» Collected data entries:
────────

PR #1310, opened 2024-01-22
Equipment: All builtin items can configured via AllowDrop now

EntranceJew:
- does not affect the default drop-ability of weapons
- unarmed got an icon because it didn't have one
- unarmed got removed from the shop blacklist because there's no way to change AllowDrop without it being in there
- removed ShouldDropOnDie because we [never meet the criteria for calling it](https://wiki.facepunch.com/gmod/WEAPON:ShouldDropOnDie)

PR #1421, opened 2024-02-17
Equipment: Always remove weapon_ttt_unarmed

ZenBre4ker:
Currently it is possible for weapon_ttt_unarmed to be dropped, but as it is no real weapon it's not inside the shopeditor, therefore settings made to it via mysterious ways cant be reversed.

One example are the wrongly saved values to the database introduced in v0.11.7b with this PR #1041.
As only in v0.12.0b with PR #984 the way no default values are saved was introduced, servers before this PR now have partly unusable values saved for some weapons and changing their defaults now doesnt change that anymore.

So this partly reverts changes done in #1310  at least for unarmed.
To make sure this never has any consequences on other weapons we also block the ability to choose the unarmed slot.

### DIFF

────────

Whichever lines of the data include the word "values", pull them out.

» Problem solution:
One example are the wrongly saved values to the database introduced in v0.11.7b with this PR #1041.
As only in v0.12.0b with PR #984 the way no default values are saved was introduced, servers before this PR now have partly unusable values saved for some weapons and changing their defaults now doesnt change that anymore.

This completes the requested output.